It comprises about 45,000 items, ranging in date from around
3000 BCE to early in the Christian era. An independent branch
of Yale University, the Babylonian Collection holds virtually
every genre, type, and period of ancient Mesopotamian writing,
such as commemorative inscriptions, scholarly treatises, letters
and business documents, administrative accounts, and literature
in poetry and prose, in Akkadian, Sumerian, and Hittite. Noteworthy
manuscripts include the world’s oldest epic narratives,
a group of recipes 1500 years older than any other known from
the ancient world, a large corpus of magic spells, royal letters
in Sumerian and Akkadian, a Sumerian agricultural manual,
and the oeuvre of the first author in history whose work can
be identified: a woman, whose passionate and obscure poetry,
composed over 4200 years ago, was deciphered and edited in
the Babylonian Collection workroom. The Collection is also
a center for the conservation of cuneiform tablets; Collection
staff routinely conserve and identify tablets belonging to
other museums, libraries, and educational institutions without
charge.
In
addition to its function as a museum repository, the Yale
Babylonian Collection has a unique role in the University’s
educational mission. It is the only major University collection
closely allied with an academic department and has its own
classroom, where the department’s courses in Assyriology
are carried on. The curators have always been professors of
Assyriology. The Department of Near Eastern Languages &
Civilizations at Yale is one of the most productive programs
in Assyriology anywhere. Most doctoral work in Assyriology
in the Department since 1912 has been based on materials in
the Babylonian Collection. The daily experience of graduate
students in this great collection gives them an educational
experience to be found nowhere else. The Collection also maintains
active community outreach, frequently hosting school groups
from throughout Connecticut.
The Babylonian Collection consists of six groups of material:
the Yale Babylonian Collection (YBC), founded by A. T. Clay;
the Nies Babylonian Collection (NBC), founded by James B.
Nies; the Morgan Library Collection (MLC), founded by A. T.
Clay and formerly in the Morgan Library, New York; the Goucher
College Collection (GCC), founded by Raymond Dougherty; the
Newell Collections of Babylonian Tablets (NCBT) and of Babylonian
Seals (NCBS); and the Rosen Babylonian Collection (RBC), founded
by Jonathan Rosen, Esq.
The
Babylonian Collection is the home of seven text and research publication
series: Babylonian Inscriptions in the Collection of James
B. Nies (BIN), ten volumes published; Babylonian Records in
the Library of J. Pierpont Morgan (BRM), four volumes published;
Yale Oriental Series (YOS or YOSBT), seventeen volumes published;
Yale Oriental Series, Researches (YOSR), twenty-four volumes
published; Texts from the Babylonian Collection (TBC), three
volumes published; Goucher College Cuneiform Inscriptions
(GCCI), two volumes published; and Yale Near Eastern Researches
(YNER), ten volumes published.
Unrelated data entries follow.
PR #869, opened 2019-08-28
[ fix #868 ] Add Data.AVL.Map

### LINKED ISSUE #868: Add (non-indexed) Data.AVL.Map
At the moment it's a bit of a pain to use a `Map` à la Haskell because we have
to get acquainted with `Data.AVL.Value` even though there are no dependencies
between the key type and the value type and hence no need for the coherence
requirement imposed by `Value`.

We can of course use `Data.AVL.Value.const` to get such a map, but it would
be nice (and would probably help with type inference) to have a lighter interface.

rubenpieters:
Implements the simple interface for maps in module `Data.AVL.Map`. Fixes #868 .

I kept the same order of the functions as in the `Data.AVL` module.

Let me know if something needs to be changed.

### DIFF
--- a/src/Data/AVL/Map.agda
+++ b/src/Data/AVL/Map.agda
@@ -1,0 +1,94 @@
+------------------------------------------------------------------------
+-- The Agda standard library
+--
+-- Maps from keys to values, based on AVL trees
+-- This modules provides a simpler map interface, without a dependency
+-- between the key and value types.
+------------------------------------------------------------------------
+
+{-# OPTIONS --without-K --safe #-}
+
+open import Relation.Binary using (StrictTotalOrder)
+
+module Data.AVL.Map
+  {a ℓ₁ ℓ₂} (strictTotalOrder : StrictTotalOrder a ℓ₁ ℓ₂)
+  where
+
+open import Data.Bool.Base using (Bool)
+open import Data.List.Base using (List)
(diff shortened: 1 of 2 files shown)


src/Data/AVL/Map.agda
```diff
@@ -0,0 +1,94 @@
...
+open import Data.Product using (_×_)
+open import Level using (_⊔_)
+
+import Data.AVL strictTotalOrder as AVL
+open StrictTotalOrder strictTotalOrder renaming (Carrier to Key)
+
+------------------------------------------------------------------------
+-- The map type
+
+Map : ∀ {i} → (v : Set i) → Set (a ⊔ i ⊔ ℓ₂)
```
MatthewDaggitt: We usually mark types using capitals, so I think it would be more consistent to call the universe level `v` and the set `V : Set v` so the type would become:
```
Map : ∀ {v} (V : Set v) → Set (a ⊔ v ⊔ ℓ₂)
```
Otherwise looks great!

rubenpieters: Thanks, I updated the PR according to this suggestion.

MatthewDaggitt:
Great! Thanks for the PR. I'll leave it open for a few days to see if anyone else has any feedback and then I'll merge it in.

PR #873, opened 2019-08-29
Proofs about identity and composition for the new function hierarchy

MatthewDaggitt:
Transferred across the identity and composition constructs to the new function hierarchy. Seems to work pretty well! 

The only major change is that the packages didn't previously export the equality proofs so I've added two modules `Eq₁` and `Eq₂` that contains the equalities for the domain and codomain in the same way that `Eq` does for the binary relation hierarchy.

Comments welcome as always!

### DIFF
--- a/CHANGELOG.md
+++ b/CHANGELOG.md
@@ -20,7 +20,7 @@ Other non-backwards compatible changes
 
 #### New function hierarchy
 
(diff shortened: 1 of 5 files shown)


MatthewDaggitt:
Not sure why Travis is running out of memory, the branch is passing test locally. Merging in.

PR #878, opened 2019-09-02
[ new ] fresh lists

gallais:


README/Data/Trie/NonDependent.agda
```diff
@@ -148,33 +167,38 @@ module Lexer
...
-  LPAR RPAR : TOK
-  ID : String → TOK
 
-toks : List⁺ (String × TOK)
-toks = ("let" , LET)
-     ∷ ("="   , EQ)
-     ∷ ("in"  , IN)
-     ∷ []
+letIn : Lexer 0ℓ
+letIn = record { LetIn } module LetIn where
```
gallais: Fascinating. This is valid syntax in 2.6.1 but in 2.6.0.1 the
named where-clause `LetIn` is not in scope for the RHS.

JacquesCarette:
This is very cool.  I believe that I have an immediate use for this -- formalizing dependent records, with a proper freeness predicate on labels.  Though it might need a generalization to dependent lists, but I think the general idea ought to work as is.

EdNutting:
I am currently using the following functions/types/properties based on a slightly different version of FreshList that if included in stdlib would be immediately useful to me (I guess some can be generated using existing features of the lib):

* Membership based on Any
* Non-membership as negation of above
* All
* Empty/NonEmpty, as well as:
    * Empty=>not NonEmpty
    * NonEmpty => not Empty
    * Empty? / NonEmpty? (decidables)
    * x `member` xs => NonEmpty
* x `member` xs AND y `not member` xs => x `not equal` y
* toList/fromList
* length
* x `not member` xs => fresh x xs
* fresh x xs => x `not member` xs
* x `not member` xs => x `not equal` head xs
* length xs  `equal` 1 + (length (drop xs))
* concat (_++_)
* (ls rs : FreshList A) -> (Exists x: x `member` rs AND x `not member` ls) -> length ls < length rs
* (ls rs : FreshList A) -> x `member` rs -> x `member` (ls ++ rs)
* (ls rs : FreshList A) -> x `member` ls -> x `member` (ls ++ rs)

gallais:
Is `concat` a partial function? Or do you have some hidden precondition?

EdNutting:
@gallais Sorry, missed off the precondition last night: _++_ : (xs ys : FreshList A) → ({i : A} → i ∈ xs → i ∉ ys) → FreshList A

EdNutting:
I suppose the alternative is to require a decidable equality for A and then test & exclude anything from xs that appears in ys. But that wasn't what I needed.

src/Data/List/Fresh/Properties.agda
```diff
@@ -0,0 +1,41 @@
...
+
+
+open import Data.List.Fresh
+
+private
+  variable
+    a b p r : Level
+    A : Set a
+    B : Set b
+    R : Rel A r
```
MatthewDaggitt: Ooh a forbidden generalisation under the current rules I'm afraid!

src/Data/List/Fresh/Relation/Unary/All.agda
```diff
@@ -0,0 +1,34 @@
...
+open import Data.List.Fresh
+
+private
+  variable
+    a b p q r : Level
+    A : Set a
+    B : Set b
+    P : Pred A p
+    Q : Pred A q
+    R : Rel A r
```
MatthewDaggitt: And some more.

src/Relation/Unary.agda
```diff
@@ -161,6 +161,14 @@ syntax IUniversal P = ∀[ P ]
 Decidable : Pred A ℓ → Set _
 Decidable P = ∀ x → Dec (P x)
 
+-- Erasure: A decidable predicate gives rise to another one, more
+-- amenable to η-expansion
+
+⌊_⌋ : {P : Pred A ℓ} → Decidable P → Pred A ℓ
```
MatthewDaggitt: Hmm I'm a bit worried about this name clashing with `⌊_⌋` in `Relation.Nullary.Decidable.Core`. Are there any other symbols we could use? Maybe `⌞_⌟`?

gallais: Alternatively the `Core` definition could be deprecated & renamed to `isYes`
(and we could throw in `isNo` too for good measure)?

gallais:
I have added most of @EdNutting's results except for `head` and `concat` (and
related properties).

src/Relation/Unary.agda
MatthewDaggitt: Yup sounds good to me. Sorry for the long reply time!

andreasabel:
When writing a type checker for C-- I though about how to represent variable contexts without duplicates.  I first thought to use fresh lists which I new from paper by Catarina Coquand (CSL 93).  But then I realized it would be very awkward to work with them.  For instance, it is inproportionally hard to establish the intuitively trivial property that one can delete elements from a fresh list while preserving the "freshness" conditions.  
I then settled for a notion of fresh list that couples a list `xs` with the predicate
```
UniqueList xs = ∀{x} (i j : x ∈ xs) → i ≡ j
```
The proposition `∀ (i j : x ∈ xs) → i ≡ j` states that all occurrences of `x` in `xs` are the same.  Or in HoTT terms, that the type `x ∈ xs` is a proposition.

From such a notion one trivially gets that `UniqueList` is preserved by taking a sublist.  I expect this to be painful with the inductive-recursive definition of fresh lists.

src/Relation/Nullary/Decidable/Core.agda
```diff
@@ -97,3 +100,18 @@ dec-no (no ¬p′) ¬p = ¬p′ , refl
...
+
+------------------------------------------------------------------------
+-- DEPRECATED NAMES
+------------------------------------------------------------------------
+-- Please use the new names as continuing support for the old names is
+-- not guaranteed.
+
+-- Version 1.2
+
+⌊_⌋ = isYes
```
andreasabel: I'd consider `⌊_⌋` as untouchable.   This operator might have been around since a decade. There are several published papers using it.

JacquesCarette:
@andreasabel Are there some public codes that use `UniqueList`? The part where I'm stuck on is the appropriate notion of renaming that makes preservation of the `UniqueList` property straightforward. This shouldn't be so hard, and yet...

Volumes of these series, except
TBC, still in print, may be ordered from the Yale University
Press (New Haven), out-of-print volumes from AMS Press (New
York). TBC may be ordered from CDL Press (Bethesda, Maryland).
Comprehensive
publication of the seals in the Collection began with Early
Near Eastern Seals in the Yale Babylonian Collection (1981).
Tablets
in the Babylonian Collection have been catalogued on a sophisticated
electronic database, made possible by the National Endowment
for the Humanities Access to Collections Program. Most tablets
in the Collection are now electronically searchable under
various rubrics such as text type, date, period, and keywords.
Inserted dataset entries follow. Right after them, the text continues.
Issue #870, opened 2019-08-28
Deprecating `Data.Table` in favour of `Data.Vec.Functional`


MatthewDaggitt:
@gallais if you get to use James' [blog post](https://personal.cis.strath.ac.uk/james.wood.100/blog/html/VecMat.html) to argue for adding [Reflects](https://github.com/agda/agda-stdlib/issues/225#issuecomment-525622181) into the library, I'm going to use it to argue for fixing `Data.Table` :stuck_out_tongue_closed_eyes: 

I share @James's opinion that the record structure doesn't add anything for inference. Furthermore it's fairy difficult to work with. I've tried twice now to integrate into my own library  and failed because:
-  it makes it makes it very difficult to define recursive functions over it because you have to keep removing and adding the record constructor.
- it makes it much more difficult to compose them together to define matrices as again the record constructor gets in the way.

I propose leaving `Data.Table` in place, deprecating it, and add the non-record version as `Data.Vec.Functional`

gallais:
I agree that insisting on making `Table` a record was a mistake on my part.
As james highlights, it would have made sense for a dependent function space
but the current definition is just needlessly painful to work with.

laMudri:
I'd be happy to work on `Data.Vec.Functional` before AIM. For backwards compatibility, it might make sense to reimplement all of the definitions in the `Data.Table` hierarchy to just unwrap/wrap all `Table`s and then call stuff from `Data.Vec.Functional`. Minor matters: what should the type be called? `Table`? `Vec`? Something else?

MatthewDaggitt:
> I'd be happy to work on Data.Vec.Functional before AIM

That'd be great, thanks! 

> For backwards compatibility, it might make sense to reimplement all of the definitions in the Data.Table hierarchy to just unwrap/wrap all Tables and then call stuff from Data.Vec.Functional

Hmm I'm not sure about that. The idea with backwards compatibility is not to change any observable behaviour. The problem with reimplementing `Data.Table` in terms of the new `Data.Vec.Functional` is that it'll probably change the reduction behaviour. To be honest I'd just leave `Data.Table` as is and slap a deprecated warning on it.

> Minor matters: what should the type be called? Table? Vec? Something else?

I've gone off `Table`. How about `Vector` as i) it distinguishes it from `Vec` and ii) I like `Matrix` better than `Mat`. Open to other suggestions though?

laMudri:
[...]

Issue #697, opened 2019-04-13
Policy on generalised variables


MatthewDaggitt:
The new `variable` keyword has the potential to get rid of a lot of the anonymous modules that are scattered about the library. Thought I should start a discussion about how best to go about using it.

Two main questions immediately spring to mind I guess:

1. What should be put under `variable` and what should be left in the type

In my opinion we should definitely generalise universe levels and sets. After that it becomes a little less obvious to me what should and shouldn't be generalised. Although it might be tempting to generalise everything possible, it might be possible that going overboard will impact readability. For example I'm wondering if the type signature:
```
filter : Decidable {A = A} P → List A → List A
```
is more or less clear than:
```
filter : ∀ {P : Pred A p} → Decidable P → List A → List A
```

2. Should we have a central module of generalised variables or should they be local to each file?

Variables are exported by modules so in the former case the generalised variable file could act as a style guide. However I suspect that such a setup isn't flexible enough and we'd still have to add local variable declarations to each file. In the latter case I guess we have add a section to the prelude of each file where we declare variables in a private scope?

JacquesCarette:
On `filter`, I definitely prefer the second signature. The first asks me to remember too much about what the arguments to `Decidable` are; and the need to specify an implicit also seems to lean in that direction.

In addition, printed volumes cataloging texts by period and
collection are in preparation in a series entitled Babylonian
Collections at Yale, four volumes published. These may be
ordered from CDL Press (Bethesda, Maryland).
The
Babylonian Collection maintains a complete reference library,
adjacent to the workrooms, in the fields of Assyriology and
Ancient Near Eastern studies, including about 13,000 books
and serials and over 10,000 offprints. There is also an extensive
cast collection representing major monuments of Mesopotamian
art.
The
Yale Babylonian Collection is housed in the Sterling Memorial
Library of Yale University. It is open to qualified researchers
by prior arrangement and its displays are normally open to
the public 2-5 weekdays, September through July. Visitors
will need to secure a visitor’s pass from the Privileges
Office, located in the main nave of the Sterling Memorial
Library, behind the Circulation Desk. School groups should
schedule their visits well in advance by contacting Collection
staff at 203-432-1837.
The
Collection regularly mounts special exhibitions in the public
areas of Sterling Library. Recent and upcoming shows include:
METRON and Mesopotamia (2002); Man & Beast in Mesopotamia
(2002); Love in Mesopotamia (2004); Mayhem in Mesopotamia
(2005); Magic in Mesopotamia (2006);
Madness in Mesopotamia (2007); Birds in Babylonia (2008). Justice in Mesopotamia (2007) was displayed in the Law School Library.
The Yale Babylonian Collection is an active participant in the international project “Interactions between Man and the Environment in Mesopotamia,” under the auspices of the Research Institute for Humanity and Nature, Kyoto, Japan, and the Vienna University of Technology, Atomic Institute of the Austrian Universities, Vienna, Austria. The Collection is the first participant in the project to permit sampling of cuneiform tablets for Neutron Activation and X-Ray Diffraction Analysis, as well as Magnetic Susceptibility Measurements.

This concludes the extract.